A federal judge in Tampa struck down President Donald Trump’s $15 billion defamation lawsuit against the New York Times, saying that the 85-page complaint was “decidedly improper and impermissible” under the rules governing civil proceedings in federal court.

U.S. District Judge Steven D. Merryday, an appointee of President George H.W. Bush, issued a scathing ruling on Friday, lambasting the president and his lawyers for the lawsuit.

“In this action, a prominent American citizen (perhaps the most prominent American citizen) alleges defamation by a prominent American newspaper publisher (perhaps the most prominent American newspaper publisher) and by several other corporate and natural persons,” he wrote. “Alleging only two simple counts of defamation, the complaint consumes eighty-five pages. Count I appears on page eighty, and Count II appears on page eighty-three.”

“We welcome the judge’s quick ruling, which recognized that the complaint was a political document rather than a serious legal filing,” a New York Times spokesperson wrote in a statement.

“President Trump will continue to hold the Fake News accountable through this powerhouse lawsuit against the New York Times, its reporters, and Penguin Random House, in accordance with the judge’s direction on logistics,” a spokesperson for Trump’s legal team wrote in a statement. The White House declined to comment.

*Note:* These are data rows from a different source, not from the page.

PR #355, opened 2024-04-18
Address return consistency

sebrandon1:
I went through the entire codebase and addressed inconsistencies with `return` statements to make everything the "same".

Now we can expect:
- All "NewBuilder" funcs to early return if any params are empty.
- All With... and operation funcs are modified to return a nil pointer to the builder and the error (if return values are applicable).


sebrandon1:
Closing as all of the issues with returns have been addressed in other PRs.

In addition to the legal issues at hand, Merryday bemoaned the writing.

“The reader of the complaint must labor through allegations, such as ‘a new journalistic low for the hopelessly compromised and tarnished ‘Gray Lady.’ The reader must endure an allegation of ‘the desperate need to defame with a partisan spear rather than report with an authentic looking glass’ and an allegation that ‘the false narrative about ‘The Apprentice’ was just the tip of Defendants’ melting iceberg of falsehoods.’”

The judge said every lawyer should know that a complaint is not a “public forum for vituperation and invective” nor a “megaphone for public relations or a podium for a passionate oration at a political rally or the functional equivalent of the Hyde Park Speakers’ Corner.”

The judge said a new complaint may be filed within 28 days and must be under 40 pages long.